PR #529, opened 2020-06-25
Refactor exec/expression into exec/call and exec/new

croraf:
Minor refactor. Also added BoaProfiled to `impl Executable for New`

### DIFF
--- a/boa/src/exec/new/mod.rs
+++ b/boa/src/exec/new/mod.rs
@@ -1,0 +1,39 @@
+use super::{Executable, Interpreter};
+use crate::{
+    builtins::{
+        object::{ObjectData, INSTANCE_PROTOTYPE, PROTOTYPE},
+        value::{ResultValue, Value},
+    },
+    syntax::ast::node::New,
+    BoaProfiler,
+};
+
+impl Executable for New {
+    fn run(&self, interpreter: &mut Interpreter) -> ResultValue {
+        let _timer = BoaProfiler::global().start_event("New", "exec");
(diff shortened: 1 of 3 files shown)


boa/src/exec/new/mod.rs
```diff
@@ -0,0 +1,39 @@
...
+    BoaProfiler,
+};
+
+impl Executable for New {
+    fn run(&self, interpreter: &mut Interpreter) -> ResultValue {
+        let _timer = BoaProfiler::global().start_event("New", "exec");
+        // let (callee, args) = match call.as_ref() {
+        //     Node::Call(callee, args) => (callee, args),
+        //     _ => unreachable!("Node::New(ref call): 'call' must only be Node::Call type."),
+        // };
```
Razican, line 17: Can this be removed now? I think a `New` node should always have a `Call`, so it's checked at the type level, right?

croraf: I don't understand your comment. Do you mean to remove the comments and leave the timer? 

The comments were here before my work, if you want me to remove them I will?

Razican: Yes, sorry, I selected the timer too, but I meant the comments. a `New` node will now always have a `Call`, so no need to check for it.

I was wondering, though, should we move the New/Call AST nodes too from the expression module in `syntax::ast`?

croraf: I think this would be good, yes.

croraf: Check PR #542

Issue #533, opened 2020-06-27
[exec - function] function.prototype doesn't have own constructor property pointing to this function


croraf:
**Describe the bug**

`function.prototype` should have an own `constructor` property pointing back to that function.

**To Reproduce**
```js
const a = function asd() {};
a
```

**Expected behavior**
Should output this:

```js
{
  constructor: {
    name: asd,
      prototype: [Cycle],
        length: 0,
          __proto__: {
      constructor: {
        name: Function,
          prototype: [Cycle],
            length: 1,
              __proto__: undefined
      },
      __proto__: undefined
    }
  },
  __proto__: {
    constructor: {
      setPrototypeOf: {
        length: 2
      },
      prototype: [Cycle],
        name: Object,
          length: 1,
            defineProperty: {
        length: 3
      },
      getPrototypeOf: {
        length: 1
      },
      is: {
        length: 2
      },
      __proto__: {
        constructor: {
          name: Function,
            prototype: [Cycle],
              length: 1,
                __proto__: undefined
        },
        __proto__: undefined
      }
    },
    hasOwnProperty: {
      length: 0
    },
    propertyIsEnumerable: {
      length: 0
    },
    toString: {
      length: 0
    }
  }
}
```
Instead top level `constructor` field is not present in the response.

PR #534, opened 2020-06-27
[exec - function] Add constructor property to function.prototype

croraf:
Intended to solve this #533 .
It is actually a couple of lines of change, but I based it on refactor PR which should be merged first: https://github.com/boa-dev/boa/pull/529

I basically added `proto.set_field("constructor", val.clone());` to `function.prototype`. `val` here is:

```rust
let new_func = Object::function(func);
let val = Value::from(new_func);
```
https://github.com/boa-dev/boa/pull/534/files#diff-d7bd296d9ca534161e198b8c141ca51fR140-L149

Someone has to doublecheck if setting the `val.clone()` here is correct.


RageKnify:
@croraf I think #642 fixed this #533, this PR can be closed, right?

HalidOdat:
> @croraf I think #642 fixed this #533, this PR can be closed, right?

Yep #642 did add that, so closing this.

PR #536, opened 2020-06-28
Feature `SyntaxError`

HalidOdat:
It changes the following:
 - Implement `SyntaxError` object
 - Add `.construct_syntax_error()` and `.throw_syntax_error()`
 - Made error objects construction use `to_string()` (spec compliant and some cleanup)
 - Fix missing `name` field in `prototype` of error objects

### DIFF
--- a/boa/src/builtins/error/mod.rs
+++ b/boa/src/builtins/error/mod.rs
@@ -20,17 +20,19 @@ use crate::{
     profiler::BoaProfiler,
 };
 
-// mod eval;
 pub(crate) mod range;
 pub(crate) mod reference;
 pub(crate) mod syntax;
 pub(crate) mod r#type;
-// mod uri;
+// pub(crate) mod eval;
+// pub(crate) mod uri;
 
 pub(crate) use self::r#type::TypeError;
 pub(crate) use self::range::RangeError;
 pub(crate) use self::reference::ReferenceError;
 pub(crate) use self::syntax::SyntaxError;
+// pub(crate) use self::eval::EvalError;
+// pub(crate) use self::uri::UriError;
 
 /// Built-in `Error` object.
 #[derive(Debug, Clone, Copy)]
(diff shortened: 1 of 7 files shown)


boa/src/builtins/error/syntax.rs
```diff
@@ -0,0 +1,90 @@
...
+    /// [spec]: https://tc39.es/ecma262/#sec-error.prototype.tostring
+    /// [mdn]: https://developer.mozilla.org/en-US/docs/Web/JavaScript/Reference/Global_Objects/Error/toString
+    #[allow(clippy::wrong_self_convention)]
+    pub(crate) fn to_string(this: &Value, _: &[Value], _: &mut Interpreter) -> ResultValue {
+        let name = this.get_field("name");
+        let message = this.get_field("message");
+        Ok(format!("{}: {}", name, message).into())
+    }
+
+    /// Create a new `RangeError` object.
```
n14little, line 65: Shouldn't this be SyntaxError?

boa/src/builtins/error/mod.rs
```diff
@@ -77,7 +72,7 @@ impl Error {
         Ok(Value::from(format!("{}: {}", name, message)))
     }
 
-    /// Create a new `Error` object.
+    /// Create a new `SyntaxError` object.
```
Razican, line 75: I think this was correct before, right?

boa/src/builtins/error/mod.rs
```diff
@@ -20,16 +20,19 @@ use crate::{
...
 
-// mod eval;
 pub(crate) mod range;
 pub(crate) mod reference;
-// mod syntax;
+pub(crate) mod syntax;
 pub(crate) mod r#type;
-// mod uri;
+// pub(crate) mod eval;
+// pub(crate) mod uri;
```
Razican, line 28: Why is this commented out?

HalidOdat: > Why is this commented out?

Because we haven't implemented them yet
═══
Aim of the task: Every line above should be written out again exactly as it stands.

Expected output:
PR #529, opened 2020-06-25
Refactor exec/expression into exec/call and exec/new

croraf:
Minor refactor. Also added BoaProfiled to `impl Executable for New`

### DIFF
--- a/boa/src/exec/new/mod.rs
+++ b/boa/src/exec/new/mod.rs
@@ -1,0 +1,39 @@
+use super::{Executable, Interpreter};
+use crate::{
+    builtins::{
+        object::{ObjectData, INSTANCE_PROTOTYPE, PROTOTYPE},
+        value::{ResultValue, Value},
+    },
+    syntax::ast::node::New,
+    BoaProfiler,
+};
+
+impl Executable for New {
+    fn run(&self, interpreter: &mut Interpreter) -> ResultValue {
+        let _timer = BoaProfiler::global().start_event("New", "exec");
(diff shortened: 1 of 3 files shown)


boa/src/exec/new/mod.rs
```diff
@@ -0,0 +1,39 @@
...
+    BoaProfiler,
+};
+
+impl Executable for New {
+    fn run(&self, interpreter: &mut Interpreter) -> ResultValue {
+        let _timer = BoaProfiler::global().start_event("New", "exec");
+        // let (callee, args) = match call.as_ref() {
+        //     Node::Call(callee, args) => (callee, args),
+        //     _ => unreachable!("Node::New(ref call): 'call' must only be Node::Call type."),
+        // };
```
Razican, line 17: Can this be removed now? I think a `New` node should always have a `Call`, so it's checked at the type level, right?

croraf: I don't understand your comment. Do you mean to remove the comments and leave the timer? 

The comments were here before my work, if you want me to remove them I will?

Razican: Yes, sorry, I selected the timer too, but I meant the comments. a `New` node will now always have a `Call`, so no need to check for it.

I was wondering, though, should we move the New/Call AST nodes too from the expression module in `syntax::ast`?

croraf: I think this would be good, yes.

croraf: Check PR #542

Issue #533, opened 2020-06-27
[exec - function] function.prototype doesn't have own constructor property pointing to this function


croraf:
**Describe the bug**

`function.prototype` should have an own `constructor` property pointing back to that function.

**To Reproduce**
```js
const a = function asd() {};
a
```

**Expected behavior**
Should output this:

```js
{
  constructor: {
    name: asd,
      prototype: [Cycle],
        length: 0,
          __proto__: {
      constructor: {
        name: Function,
          prototype: [Cycle],
            length: 1,
              __proto__: undefined
      },
      __proto__: undefined
    }
  },
  __proto__: {
    constructor: {
      setPrototypeOf: {
        length: 2
      },
      prototype: [Cycle],
        name: Object,
          length: 1,
            defineProperty: {
        length: 3
      },
      getPrototypeOf: {
        length: 1
      },
      is: {
        length: 2
      },
      __proto__: {
        constructor: {
          name: Function,
            prototype: [Cycle],
              length: 1,
                __proto__: undefined
        },
        __proto__: undefined
      }
    },
    hasOwnProperty: {
      length: 0
    },
    propertyIsEnumerable: {
      length: 0
    },
    toString: {
      length: 0
    }
  }
}
```
Instead top level `constructor` field is not present in the response.

PR #534, opened 2020-06-27
[exec - function] Add constructor property to function.prototype

croraf:
Intended to solve this #533 .
It is actually a couple of lines of change, but I based it on refactor PR which should be merged first: https://github.com/boa-dev/boa/pull/529

I basically added `proto.set_field("constructor", val.clone());` to `function.prototype`. `val` here is:

```rust
let new_func = Object::function(func);
let val = Value::from(new_func);
```
https://github.com/boa-dev/boa/pull/534/files#diff-d7bd296d9ca534161e198b8c141ca51fR140-L149

Someone has to doublecheck if setting the `val.clone()` here is correct.


RageKnify:
@croraf I think #642 fixed this #533, this PR can be closed, right?

HalidOdat:
> @croraf I think #642 fixed this #533, this PR can be closed, right?

Yep #642 did add that, so closing this.

PR #536, opened 2020-06-28
Feature `SyntaxError`

HalidOdat:
It changes the following:
 - Implement `SyntaxError` object
 - Add `.construct_syntax_error()` and `.throw_syntax_error()`
 - Made error objects construction use `to_string()` (spec compliant and some cleanup)
 - Fix missing `name` field in `prototype` of error objects

### DIFF
--- a/boa/src/builtins/error/mod.rs
+++ b/boa/src/builtins/error/mod.rs
@@ -20,17 +20,19 @@ use crate::{
     profiler::BoaProfiler,
 };
 
-// mod eval;
 pub(crate) mod range;
 pub(crate) mod reference;
 pub(crate) mod syntax;
 pub(crate) mod r#type;
-// mod uri;
+// pub(crate) mod eval;
+// pub(crate) mod uri;
 
 pub(crate) use self::r#type::TypeError;
 pub(crate) use self::range::RangeError;
 pub(crate) use self::reference::ReferenceError;
 pub(crate) use self::syntax::SyntaxError;
+// pub(crate) use self::eval::EvalError;
+// pub(crate) use self::uri::UriError;
 
 /// Built-in `Error` object.
 #[derive(Debug, Clone, Copy)]
(diff shortened: 1 of 7 files shown)


boa/src/builtins/error/syntax.rs
```diff
@@ -0,0 +1,90 @@
...
+    /// [spec]: https://tc39.es/ecma262/#sec-error.prototype.tostring
+    /// [mdn]: https://developer.mozilla.org/en-US/docs/Web/JavaScript/Reference/Global_Objects/Error/toString
+    #[allow(clippy::wrong_self_convention)]
+    pub(crate) fn to_string(this: &Value, _: &[Value], _: &mut Interpreter) -> ResultValue {
+        let name = this.get_field("name");
+        let message = this.get_field("message");
+        Ok(format!("{}: {}", name, message).into())
+    }
+
+    /// Create a new `RangeError` object.
```
n14little, line 65: Shouldn't this be SyntaxError?

boa/src/builtins/error/mod.rs
```diff
@@ -77,7 +72,7 @@ impl Error {
         Ok(Value::from(format!("{}: {}", name, message)))
     }
 
-    /// Create a new `Error` object.
+    /// Create a new `SyntaxError` object.
```
Razican, line 75: I think this was correct before, right?

boa/src/builtins/error/mod.rs
```diff
@@ -20,16 +20,19 @@ use crate::{
...
 
-// mod eval;
 pub(crate) mod range;
 pub(crate) mod reference;
-// mod syntax;
+pub(crate) mod syntax;
 pub(crate) mod r#type;
-// mod uri;
+// pub(crate) mod eval;
+// pub(crate) mod uri;
```
Razican, line 28: Why is this commented out?

HalidOdat: > Why is this commented out?

Because we haven't implemented them yet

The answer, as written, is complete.